= Outer Comstock, Syracuse =

Outer Comstock is one of the 26 officially recognized neighborhoods of Syracuse, New York.

==Geography==
It borders six other Syracuse neighborhoods, with University Hill to the north, Brighton and North Valley to the west, the University Neighborhood and Skytop (Syracuse University's South Campus) to the east, and South Valley to the south.

Route 81 forms the neighborhood's boundary to the west. In the south it is roughly marked by Seneca Turnpike as it ascends from The Valley, in the east by (from north to south) Comstock Ave., East Colvin St., the hill crest between Roe Ave. and the Skytop neighborhood, and the southeastern city limits, and in the north by the boundary between Oakwood Cemetery and the SU campus.

There are four signs, painted dark green with gold lettering, erected c. 2003, marking the Outer Comstock bounds; these are located at the corner of East Colvin and Benedict Ave. in the northwest, the corner of East Colvin and Comstock at Comfort Tyler Park (informally known as Comstock Park) in the northeast, the corner of East Brighton Ave. and Thurber St. on the west, and the corner of Jamesville Ave. and Ainsley Dr. in the southeast.

==Residential==
The Outer Comstock neighborhood contains mostly modest ranches, split-levels and bungalow style homes, as well as a few apartment complexes.

==Commercial==
At the top of the southern hill past the onramp to Interstate 481 is a concentrated commercial park with medical and financial offices, two gas stations and some restaurants.
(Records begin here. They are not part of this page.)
Issue #694, opened 2022-06-30
Provide a way for multiple systems to subscribe to message broadcasts


Keavon:
Things like `DocumentIsDirty` shouldn't have to be carefully routed to its many concerned parties. Those parties should subscribe to a `DocumentIsDirty` event.

PR #714, opened 2022-07-03
Fix select tool deselect all

0HyperCube:
The select tool doesn't clean up its overlays when all layers were deselected - this is because #694 no longer calls `DocumentIsDirty` on selection change so we have to call the recreate overlays on `SelectionChanged` as well.


Keavon (approved):

TrueDoctor (approved):

Keavon:
Is this waiting on anything?

PR #715, opened 2022-07-04
Implement bezier library's De Casteljau points function

jackiechen73:
- Added bezier `hull(t)` function
    - The function returns a list of lists of points
    - Each list of points represents the points in an iteration of the hull
    - Each iteration is calculated using de Castelijau's algorithm https://pomax.github.io/bezierinfo/#decasteljau


bezier-rs/lib/src/lib.rs
```diff
@@ -453,6 +453,46 @@ impl Bezier {
 			.try_into()
 			.unwrap()
 	}
+
+	/// Returns a list of lists of points representing the hull points for all iterations at the point corresponding to `t` using de Casteljau's algorithm
+	/// the ith list represents the points of the ith iteration
+	/// https://pomax.github.io/bezierinfo/#decasteljau
```
hannahli2010, line 459: Can you change the last line to say something like: `More information on the algorithm can be found in the [de Casteljau section in Pomax's Bezier Primer](https://pomax.github.io/bezierinfo/#decasteljau).`

Also btw, for urls, you can add `<url-here>` around it in the markdown so that rustdoc renders it as a hyperlink.

bezier-rs/lib/src/lib.rs
```diff
@@ -453,6 +453,46 @@ impl Bezier {
...
+	pub fn hull(&self, t: f64) -> Vec<Vec<DVec2>> {
+		let mut current_points = Vec::new();
+		let mut hull_points = Vec::new();
+
+		match self.handles {
+			BezierHandles::Quadratic { handle } => {
+				current_points.push(self.start);
```
hannahli2010, line 466: You can move the push for `start` and `end` outside of the match statement (`start` in front, and `end` after).

bezier-rs/lib/src/lib.rs
```diff
@@ -453,6 +453,46 @@ impl Bezier {
...
+				current_points.push(handle);
+				current_points.push(self.end);
+
+				hull_points.push(vec![self.start, handle, self.end]);
```
hannahli2010, line 470: You can move the `hull_points.push(...)` after the match statement and push a cloned version of `current_points`.

bezier-rs/docs/interactive-docs/src/App.vue
```diff
@@ -250,6 +237,36 @@ export default defineComponent({
...
+								const prevPoint: Point = { x: iteration[index - 1][0], y: iteration[index - 1][1] };
+								drawLine(getContextFromCanvas(canvas), newPoint, prevPoint, COLORS.NON_INTERACTIVE.STROKE_1);
+							});
+						});
+					},
+					template: markRaw(SliderExample),
+					templateOptions: {
+						sliders: [
+							{
+								min: 0.01,
```
hannahli2010, line 261: Does `hull` have any weird behaviour at `t = 0` or `t = 1`? A lot of the points will simply be stacked on top of each other right? I think you can use the following instead (i.e. change to `min: 0` and `max: 1`):

```
templateOptions: { sliders: [tSliderOptions] }
```

Keavon:
I see I was requested to review, but it doesn't look like @hannahli2010's previous round of comments was addressed yet. I'll wait until those are resolved and then take a look, please ping me when that's ready.

bezier-rs/docs/interactive-docs/src/App.vue
```diff
@@ -250,6 +237,34 @@ export default defineComponent({
...
+									return;
+								}
+								const prevPoint: Point = iteration[index - 1];
+								drawLine(getContextFromCanvas(canvas), point, prevPoint, COLORS.NON_INTERACTIVE.STROKE_1);
+							});
+						});
+					},
+					template: markRaw(SliderExample),
+					templateOptions: {
+						sliders: [
```
RobNadal, line 257: We created a default for `t` sliders since we use it a lot. Use this instead of creating your own.
`templateOptions: { sliders: [tSliderOptions] },`

bezier-rs/lib/src/lib.rs
```diff
@@ -536,6 +536,40 @@ impl Bezier {
 			.filter(|&point| utils::dvec2_approximately_in_range(point, min, max, max_abs_diff).all())
 			.collect::<Vec<DVec2>>()
 	}
+
+	/// Returns a list of lists of points representing the hull points for all iterations at the point corresponding to `t` using de Casteljau's algorithm
+	/// the ith element of the list represents the points of the ith iteration
```
RobNadal, line 541: Capitalize the start of sentences and add periods at the end of comments. Also, it would likely be beneficial to add some explanation about what a hull point is.

bezier-rs/lib/src/lib.rs
```diff
@@ -536,6 +536,40 @@ impl Bezier {
...
+				current_points.push(handle_start);
+				current_points.push(handle_end);
+			}
+		}
+		current_points.push(self.end);
+		hull_points.push(current_points.clone());
+
+		while current_points.len() > 1 {
+			let mut next_points = Vec::new();
+			// iterate until one point is left, that point will be equal to compute(t)
```
RobNadal, line 561: Is it convention that the last point is not considered part of the hull?

bezier-rs/docs/interactive-docs/wasm/src/lib.rs
```diff
@@ -116,4 +116,14 @@ impl WasmBezier {
...
 	}
+
+	pub fn hull(&self, t: f64) -> JsValue {
+		let hull = self
+			.0
+			.hull(t)
+			.iter()
+			.map(|level| level.iter().map(|&point| Point { x: point.x, y: point.y }).collect::<Vec<Point>>())
+			.collect::<Vec<Vec<Point>>>();
+		JsValue::from_serde(&serde_json::to_string(&hull).unwrap()).unwrap()
```
RobNadal, line 127: Rebase this branch off master, and then use `to_js_value(hull)` here. `to_js_value` was added in #711

bezier-rs/lib/src/lib.rs
Keavon: Yes, thank you (I still don't know what a hull is in this context so I haven't reviewed the PR yet because I don't know what it does).

Also to elaborate on the capitalization/period rules: for doc comments (with `///`), always use complete sentences. For single-sentence inline comments (`//`), it's okay to omit the period since there aren't multiple sentences and it's more of a note, but still capitalize the first letter. If there are multiple sentences in an inline comment, use sentences with periods just like doc comments.

bezier-rs/docs/interactive-docs/src/App.vue
```diff
@@ -250,6 +237,34 @@ export default defineComponent({
...
+							{
+								min: 0,
+								max: 1,
+								step: 0.01,
+								default: 0.5,
+								variable: "t",
```
RobNadal, line 263: I think @hannahli2010's comment was to use `templateOptions: { sliders: [tSliderOptions] },` here instead.

bezier-rs/docs/interactive-docs/wasm/src/lib.rs
```diff
@@ -107,4 +107,9 @@ impl WasmBezier {
 		let local_extrema = self.0.local_extrema();
 		JsValue::from_serde(&serde_json::to_string(&local_extrema).unwrap()).unwrap()
 	}
+
+	pub fn hull(&self, t: f64) -> JsValue {
+		let hull = self.0.hull(t);
```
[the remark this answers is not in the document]
jackiechen73: Changed!

bezier-rs/docs/interactive-docs/src/App.vue
```diff
@@ -250,6 +237,36 @@ export default defineComponent({
 						});
 					},
 				},
+				{
+					name: "Hull",
+					callback: (canvas: HTMLCanvasElement, bezier: WasmBezierInstance, options: Record<string, number>): void => {
```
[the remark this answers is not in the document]
jackiechen73: For sure. This looks a bit odd when there the handles are on opposite sides of the curve in the cubic case but I think it gives a better representation of the hull

bezier-rs/docs/interactive-docs/src/App.vue
```diff
@@ -250,6 +237,36 @@ export default defineComponent({
...
+						const hullPoints: number[][][] = JSON.parse(bezier.hull(options.t));
+						hullPoints.forEach((iteration: number[][], iterationNumber: number) => {
+							iteration.forEach((point: number[], index) => {
+								const newPoint: Point = { x: point[0], y: point[1] };
```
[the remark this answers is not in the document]
jackiechen73: Changed!

bezier-rs/lib/src/lib.rs
jackiechen73: Changed!

bezier-rs/lib/src/lib.rs
jackiechen73: Ah, thanks for pointing that out ill change that

bezier-rs/docs/interactive-docs/src/App.vue
jackiechen73: Nope, I was just using slider options from other examples. Thanks for pointing that out ill change that

bezier-rs/lib/src/lib.rs
jackiechen73: Changed!

bezier-rs/lib/src/lib.rs
jackiechen73: When it gets down to one point, that point is already added to the hull at the end of the previous iteration.

bezier-rs/docs/interactive-docs/wasm/src/lib.rs
jackiechen73: Added. Thanks!

bezier-rs/docs/interactive-docs/src/App.vue
jackiechen73: OH, I misunderstood thanks for pointing that out

bezier-rs/lib/src/lib.rs
```diff
@@ -631,6 +631,41 @@ impl Bezier {
 			.collect::<Vec<DVec2>>()
 	}
 
+	/// Returns a list of lists of points representing the hull points for all iterations at the point corresponding to `t` using de Casteljau's algorithm
```
Keavon, line 634: "representing the hull points" -> what is a hull? What are hull points? What does this function actually do? This nicely describes how to interpret the data it returns, but doesn't explain what the algorithm is even for.

bezier-rs/docs/interactive-docs/src/App.vue
```diff
@@ -281,6 +281,24 @@ export default defineComponent({
 						],
 					},
 				},
+				{
+					name: "Hull",
+					callback: (canvas: HTMLCanvasElement, bezier: WasmBezierInstance, options: Record<string, number>): void => {
+						const hullPoints: Point[][] = JSON.parse(bezier.hull(options.t));
+						hullPoints.forEach((iteration: Point[]) => {
+							iteration.forEach((point: Point, index) => {
```
Keavon, line 289: Please color code the output, I currently just see a lot of red lines and dots but don't know how that translates to the function's output. Based on how I think this works, you can probably try coloring each of these iterations differently the same way that the reduce function picks its colors. Consider also making the connecting lines a darker/lighter or more desaturated color to avoid distracting from the actual output of the function, which is the circles for the points.

bezier-rs/lib/src/lib.rs
hannahli2010: One main reason why we're implementing this function is that it is in bezierjs.

Another is that `hull` can be used as an alternate implementation for `split` and `trim`. An intuitive visual representation of how that would work is available [here](https://pomax.github.io/bezierinfo/#splitting).

To be honest though, I'm not sure whether using `hull` is more or less performant than our current more algebraic approach (which is described [here](https://pomax.github.io/bezierinfo/#matrixsplit)). I think it boils down to whether a recursive solution is better than something involving more complex computations (which is also possible to rewrite to matrix multiplications). @TrueDoctor , do you have any input on this topic?

Keavon:
I pushed some simplifications to the main algorithm to reduce complexity, lines of code, and heap allocations from unnecessary cloning. It is more idiomatic and readable now.

Reading through the primer and searching for the three occurrences of "hull", I am wondering if that is the correct word for this operation?

jackiechen73:
@Keavon Most instances when I search for "hull" mostly relate to bezier curves and their convex hull.
I'm not sure what practical use this would have.
as @hannahli2010 mentioned in https://github.com/GraphiteEditor/Graphite/pull/715#discussion_r917435162
it seems to be used for alternative implementations of `split` and `trim` but since we've already implemented those, I'm not sure if there is another reason to have this function for the user.

Thoughts?

RobNadal:
> Most instances when I search for "hull" mostly relate to bezier curves and their convex hull.

@hannahli2010 made the suggestion to rename this to `de_casteljau_points`, which I think would be a good idea. From my understanding, we need this function to implement `bounding_box`, so I think it is still necessary.

Keavon:
I didn't realize we hadn't already merged this. Doing that now.

Keavon (approved):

Between Thurber and 481 on Brighton Ave. are a vintage used-car dealer, an auto-repair shop, an old newspaper press, a distribution warehouse, as well as the main offices for the local apartment complexes.

==Industrial==
Along Ainsley Drive lies a dealer for Caterpillar Inc., as well as a number of buildings owned by Syracuse University and a few other warehouse type buildings.

Outer Comstock, as well as other neighborhoods including Brighton and Washington Square were found to have higher levels of iron and manganese, likely as a result of past industrial land use.

==Miscellaneous==
Percy Hughes Magnet School, a Syracuse City school serving children in grades K-6, is the only school in the neighborhood, at 345 Jamesville Ave.

There are three cemeteries in the area; Oakwood Cemetery, Temple Beth El Poiley Czedeck Cemetery, which lies between Hughes school, Jamesville Ave., East Colvin and the backyards of the residents of the west side of Hughes Place, and Frumah Packard Cemetery, bounded by Thurber St., Jamesville Ave., and the apartment complexes of Remington Gardens and Hidden Valley Apartments.

There are two local churches; The Church of Jesus Christ of Latter-day Saints on East Colvin across from the Temple Beth El (Syracuse) cemetery, and St. Andrew's Catholic Church on Alden St. Notably, though technically it is not in the Outer Comstock neighborhood, the Masjid Islamic Society of Central New York Mosque is across the street from Oakwood Cemetery, where there are a small number of Muslim graves.

Comfort Tyler Park, in the northeastern part of the neighborhood, has two basketball hoops with enough pavement for half-court games, three tennis courts in borderline yet playable condition, playgrounds, a large field where various athletic teams from the Hughes school play their games, and a formerly wooded area, which was devastated by the 1998 [Labor Day Storm New York State Labor Day Derechos; trees have been replanted in similar locations, but it will likely take 50–75 years before the park regains the forest ambiance of ten years ago.

Nevertheless, in the summer a great number of locals – white, black, Hispanic, and recent immigrants from the Balkans and Asia - many of whom attend SU - can be seen competing in basketball and soccer and commiserating amongst themselves while watching over the children playing on the jungle gym and swings, and in the water sprayed by a stone seal over an asphalt ridge. The park has a distinct feel of a flourishing multicultural population on these days and nights.